Durante el primer seminario sobre democracia realizado a comienzos del mes de junio por los Centros Sociales Jesuitas de América Latina y el Caribe, Martha Márquez, directora del CINEP, de Bogotá, nos habló de cuatro modelos de regímenes en la región: presentó primero la democracia liberal con su separación de poderes, defensa de derechos ciudadanos y votaciones transparentes  (Costa Rica, Chile, Barbados, Trinidad y Tobago y Uruguay); en segundo lugar, un régimen electoral de apariencia democrática que sería aplicable a la mayoría de los países; además, tres países mantendrían las elecciones pero serían claramente autoritarios (Venezuela, Nicaragua y El Salvador), finalmente estaría la situación de Cuba y, actual y quizás provisionalmente, de Haití, donde no podamos hablar siquiera de simulacros electorales. ¿Cambiaría mucho la vida de Mariana Quispe si el estado en el que vive se organizara en uno u otro de estos regímenes? Seguro que sí, basta ver lo que sucede estos días en las ciudades de Venezuela, pero de momento, le es indiferente.
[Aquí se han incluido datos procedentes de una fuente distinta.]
PR #17316, opened 2023-05-07
refactor(framework): use shallowRef instead of ref for primitives

johnleider:
Just a micro optimization.


nekosaur:
Is this actually an optimization? I would have assumed that ref and shallowRef would be equal for primitives

johnleider:
It's my understanding that shallowRef is still faster.

PR #17340, opened 2023-05-10
fix(VSlider, VTextarea, VTextField): add aria name to semantic divs

### LINKED ISSUE #16397: [Bug Report][3.0.7] ARIA input fields must have an accessible name
### Environment
**Vuetify Version:** 3.0.7
**Vue Version:** 3.2.45
**OS:** Mac OS 10.15.7

### Steps to reproduce
Use Axe or a similar static page analyzer to perceive the issue.

1. Set a label for one of the following form input elements: Slider, Text area, or Text fields.
2. Axe should report that the div element with the role (slider or textbox) misses an accessible name - depending on the input element used in step 1.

Por otro lado, el esquema de derechas e izquierdas tradicional, que servía para identificar dos polos claros y distintos sobre los que orientar la acción política y el gobierno, es hoy poco significativo porque no parece que se pueda achacar más o menos tendencia totalitaria a Bukele que a Daniel Ortega o Maduro o porque el afán de convertir la acción política en espectáculo, controlar la comunicación o desactivar los límites que pueda imponer el sistema de justicia no parece que sea una querencia exclusiva de una de las tendencias políticas de la región. Tal como nos contaba la profesora Márquez, la deriva autoritaria suele recorrer el camino que ya trazó a finales del siglo XX el expresidente – dictador Fujimori en Perú: un cambio constitucional que les permite prolongarse en el poder personalmente o por medio de un entorno afín. Se da, por tanto, la toma del órgano de constitucionalidad, así como la instrumentalización del poder judicial y del legislativo, y el control sobre el poder electoral, hasta hacer superflua la teórica distinción de poderes. Además, en no pocos casos, asociamos esa deriva autoritaria a cierta forma de hacer las propias propuestas en tono extremadamente violento, discutiendo los derechos sociales conseguidos durante el consenso socialdemócrata de la segunda mitad del siglo XX y promoviendo un populismo punitivo o la supresión real de toda alternancia en el poder que presenta como respuesta aceptable ante la inseguridad la supresión de los derechos humanos y que conlleva el encarcelamiento tanto de quienes defienden otras posturas políticas como la instrumentalización o el encarcelamiento de jóvenes de sectores populares vinculados a las bandas.

En ese sentido, quizás no sea tan acertado afirmar que el problema de la democracia no está en la polarización. Precisamente, la democracia se construye para dar cauce a las diferentes visiones de la realidad que son muy desiguales. Creo además que al poner el acento en la polarización damos pie a soluciones que no transforman la realidad, sino los discursos aceptables sobre la misma. Al querer combatir la polarización, nos inclinaremos por medidas que disimulen la diferencia de opiniones sobre lo que está pasando y que, por lo general, serán medidas tales como: convertir el debate político en un espectáculo similar a otros que nos entretienen, ofrecer una respuesta comunitarista (o nacionalista, da igual) que nos dé sentimiento de pertenencia frente a otras personas, controlar los medios de comunicación capaces de investigar y publicar lo que disuena o polariza, intervenir al sistema de justicia de modo que no suponga una opinión alternativa, aplicar unas políticas culturales distractivas que inviten poco a la reflexión crítica sobre lo que estamos viviendo o enviar comandos a detener o asesinar a los que representan uno de los polos. Y me temo que al disimular las opiniones propiciaremos también la invisibilidad de la injusticia y la desigualdad (no diversidad) en la que vivimos. Una injusticia que expulsa  a muchísimas personas a los márgenes del sistema económico o los servicios públicos o que hace heroica la participación ciudadana.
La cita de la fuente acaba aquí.